According to an aspect of the present invention, there is provided a remote control apparatus including a user interface unit for displaying a map related to a traveling region of a mobile robot and receiving a user command related to an operation of the mobile robot, A processor for selecting at least a part of the map as a designation area and generating a control signal for remotely controlling the mobile robot in consideration of an instruction from the mobile robot and transmitting the generated control signal to the mobile robot, And a wireless communication unit for receiving a response signal according to the control signal.

In the present invention, the user command may include a touch input input by the user in a touch manner to specify at least a part of the map displayed in the user interface unit.

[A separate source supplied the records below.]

Issue #332, opened 2022-08-28
Unpredictable behaviour of drop_high


henrydingliu:
drop_high does some weird stuff sometimes

```
prism_df = pd.read_csv(
    "https://raw.githubusercontent.com/casact/chainladder-python/master/chainladder/utils/data/prism.csv"
)
prism_df["AccidentDate"] = pd.to_datetime(prism_df["AccidentDate"])
prism_df["PaymentDate"] = pd.to_datetime(prism_df["PaymentDate"])
prism_df.loc[(prism_df["AccidentDate"].dt.year > 2008) & (prism_df["PaymentDate"].dt.year > 2012),"Incurred"] = 0
prism = cl.Triangle(
    data=prism_df,
    origin="AccidentDate",
    development="PaymentDate",
    columns="Incurred",
    cumulative=False,
)
prism = prism.grain("OYDY").incr_to_cum()
prism_dev = cl.Development(drop_high = 1, drop_low = 1).fit_transform(prism)
print(prism.age_to_age)
print(prism_dev.age_to_age)
```

drop_high seems to not work on 12-24, 24-36, 36-48, and 48-60,

kennethshsu:
Ahh, this is because it's not a "triangle", it's a trapezoid in this case. This is indeed a bug. In fact, `drop_low` doesn't work property as well.

kennethshsu:
@henrydingliu, did you resolve this? I can take a look at this one.

henrydingliu:
i believe so, yes

kennethshsu:
I don't think I see it working correctly, can you check again, even just using the code above?

henrydingliu:
it didn't work for me when i did pip install chainladder --pre on my existing vm. however, when i created a brand new vm, directly cloned https://github.com/casact/chainladder-python.git, and pip installed locally, it seemed to work. nb attached. 

[Untitled.zip](https://github.com/casact/chainladder-python/files/10028609/Untitled.zip)

henrydingliu:
tried pip install chainladder --pre again after uninstalling and clearing cache. still installing 0.8.13

kennethshsu:
My mistake, I was in the wrong environment and got confused. I see the changes now.

While I was playing with it, I can think of another improvement for this. Consider a scenario, where `drop_low = 1` is set, but ther are multple periods with the same LDF rank, which one should be dropped? For example:

AY 2015 $200 -> $200
AY 2016 $500 -> $500

[...]

PR #349, opened 2022-11-01
Updating drop high logic

henrydingliu:
This is a fix for #332. the size check for number of valid AtA factors is changed to directly count the number of non-nans, this comes up on excess lines where the first couple of development periods may sporadically have no claims.


jbogaardt (approved):

jbogaardt:
🎉🎉🎉 Thank you @henrydingliu! Glad to have you as a contributor. 🎉🎉🎉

Also, the mobile robot is a cleaning robot, and the processor displays the map, wherein the map is transmitted from the cleaning robot, and the designation area includes a first area for intensive cleaning, a second area for avoidance travel, And a third area for escape travel.

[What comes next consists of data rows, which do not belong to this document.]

Issue #346, opened 2022-10-30
Friedland data sets


genedan:
I have put together a collection of csv files from the Friedland paper, and thought I should add them here. I don't have all of them yet, but will be committing them as I go through the paper.

I can also submit the main example triangle from the Mack 97 paper.

PR #353, opened 2022-11-02
Add Friedland gl and xyz disposal rate data sets.

genedan:
Partially addresses #346.


jbogaardt:
Thanks @genedan. Quite a day, 3 PRs from 3 different contributors - it's really exciting to see this community grow.

On this PR in particular,
For the datasets to be packaged with the releases, they have to be registered in [ MANIFEST.in](https://github.com/casact/chainladder-python/blob/master/MANIFEST.in)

The touch input input by the user in a touch manner to designate the at least part of the area may include a first touch input for designating a first point included in the partial area, A second touch input for designating a point and a drag input connected to the second point starting at the first point.

In the present invention, the designation area according to the user command is a first area, and when the cleaning robot travels on the designated area, the suction force for suctioning dust is raised, It is possible to generate a control signal for slowing the traveling speed or causing the cleaning robot to repeatedly travel within the designated area.

In the present invention, the processor can generate a divided area for dividing a map running by the mobile robot using a thinning method for extracting boundaries for each area and a Voronoi diagram.

In the present invention, the processor extracts coordinates of an obstacle-free area in a designated area and a divided area selected according to a command of the user, and fitting the traveling area of the mobile robot into an elliptic shape in consideration of the extracted coordinates , And the movement direction of the mobile robot can be set based on a relatively long line segment of the horizontal and vertical line segments formed by the ellipse among the areas fitted to the ellipse.

Extracting coordinates of an obstacle-free area in a designated area and a divided area selected according to a command of the user, fitting the traveling area of the mobile robot into an elliptic shape in consideration of the extracted coordinates,

The touch input input by the user in a touch manner to designate the at least a partial area may include a first touch input that defines a first point included in the partial area, A second touch input for designating a second point adjacent to the first point, and a third touch input for specifying a third point adjacent to the second point, the second touch input being included in the partial area.

The mobile robot control system according to an embodiment of the present invention includes a user interface unit for displaying a map related to a mobile robot and a traveling region of the mobile robot and receiving user commands related to the operation of the mobile robot, A processor for selecting at least a part of the map as a designated area in consideration of a received user command and generating a control signal for remotely controlling the mobile robot and a processor for transmitting the generated control signal to the mobile robot, And a wireless communication unit for receiving a response signal corresponding to the control signal from the robot.

In the present invention, the user command may include a touch input input by the user in a touch manner to designate at least a part of the map displayed in the user interface unit.

In the present invention, the mobile robot may be a cleaning robot, and the designated area may include at least one of a first area for intensive cleaning, a second area for avoidance driving, and a third area for escape driving.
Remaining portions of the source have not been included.